A familiar requirement of secured credit is for the customer to provide a debenture, which is commonly understood as meaning security over the customer’s business and assets.

However, a recent decision* highlighted an older and wider meaning of debenture – any document that creates or acknowledges a debt (and not just one creating security). A somewhat unusual twist was given to this wider meaning by the Court of Appeal in the case in question.

‘Shares can mean loans?’

A company (Topco) had granted a charge over the shares in its subsidiary (Subco) in favour of Topco’s bank. The charge defined the ‘shares’ charged as including “…all shares, debentures…and other securities owned by Topco in Subco…or in which it has an interest”. As a shareholder in Subco, Topco made certain loans to Subco, although the bank was not initially aware of them. When the bank came to take legal action, the repayment rights of Topco under these loans were worth more than the charged shares in Subco. It was held that the loan repayment rights arose under agreements which acknowledged a debt and, therefore, were ‘debentures’  – as a result, the bank had security over them. It was irrelevant that the bank did not know about the loans at the outset.
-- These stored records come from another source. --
PR #1262, opened 2019-11-17
fix site url metadata

avilv:
sharing the site via mobile etc sends the wrong link , this fixes it


JeremySkinner:
Merged, thanks

PR #1265, opened 2019-11-21
AddToModelState no longer includes a dot if PropertyName is null or empty

FTWinston:
If you have validation errors with an empty property name (because reasons), AddToModelState will still include a dot in the error key. This doesn't look great.

So if `error.PropertyName == ""`, and `prefix == "MyPrefix"`, we get this output:  `"MyPrefix."`

But it would look nicer if we instead output: `"MyPrefix"`


FTWinston:
@JeremySkinner thanks, I've updated the existing tests to account for this possibility. Have applied this to the AspNetCore, WebApi and MVC5 versions, as I'm hoping for another 8.x release :)

Issue #1937, opened 2024-07-15
[RFC] Python frontend for 'photonics' target


khalatepradnya:
### Required prerequisites

- [X] Search the [issue tracker](https://github.com/NVIDIA/cuda-quantum/issues) to check if your feature has already been mentioned or rejected in other issues.

### Describe the feature

* Add support to use the `photonics` target from Python frontend of CUDA-Q

* Proposed API

```
import cudaq

cudaq.set_target("photonics")


# New decorator; for a given kernel, `qudit` level is constant
@cudaq.photonics_kernel(level=3)
def photonicsKernel():
    qutrits = cudaq.qvector(2)
    plus(qutrits[0])
    plus(qutrits[1])
    plus(qutrits[1])
    mz(qutrits)


counts = cudaq.sample(photonicsKernel)
print(counts)
```

khalatepradnya:
For vis, @Omar-ORCA

Omar-ORCA:
> For vis, @Omar-ORCA

LGTM

khalatepradnya:
Updated the decorator as per inputs from @amccaskey

bettinaheim:
Let's have a quick sync on implementation to make sure we are not missing anything that will lead to some technical pain across the different scenarios in the future.

khalatepradnya:
Updated the decorator - handler named 'orca', qudit level associated with data type, not kernel.

khalatepradnya:
[API docs](https://htmlpreview.github.io/?https://github.com/khalatepradnya/cuda-quantum/blob/api_photonics/docs/photonics_kernel.html)

Omar-ORCA:
The use of the `plus`  gate in photonics circuits is not intuitive, changing it for the set of `create` and `annihilate` gates makes more sense.
The following changes will be needed:

> ### Required prerequisites
> * [x]  Search the [issue tracker](https://github.com/NVIDIA/cuda-quantum/issues) to check if your feature has already been mentioned or rejected in other issues.
> 
> ### Describe the feature
> * Add support to use the photonics simulator with `photonics-cpu` target from Python frontend of CUDA-Q

* Add support to use the photonics simulator with `photonics` target from Python frontend of CUDA-Q

> * Proposed API
>   
>   * Gates (same as those supported on C++ frontend):
>     
>     1. `plus(q: qudit) -> None`,
>     2. `phase_shift(q: qudit, phi: float) -> None`,
[...]

PR #2055, opened 2024-08-06
[Python] Python frontend for 'photonics' target 

khalatepradnya:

The result was surprising as it was not thought that a loan agreement was a ‘debenture’. That view has now been firmly rejected. When a transaction involves the creation of security over shares:

  1. security providers will want to make sure that the benefit of shareholder loans is not inadvertently charged by this rather tortuous route;
  2. shareholders putting additional money into an investment through a loan should check whether any existing share security would catch the benefit of such loans;
  3. banks – where they do not already have an assignment of the benefit of such loans – might consider whether they can have control over the benefit of the loan if the definition of shares in the relevant document is drafted in a manner case. Having such control could affect the negotiating strengths of the parties on a restructuring, for example.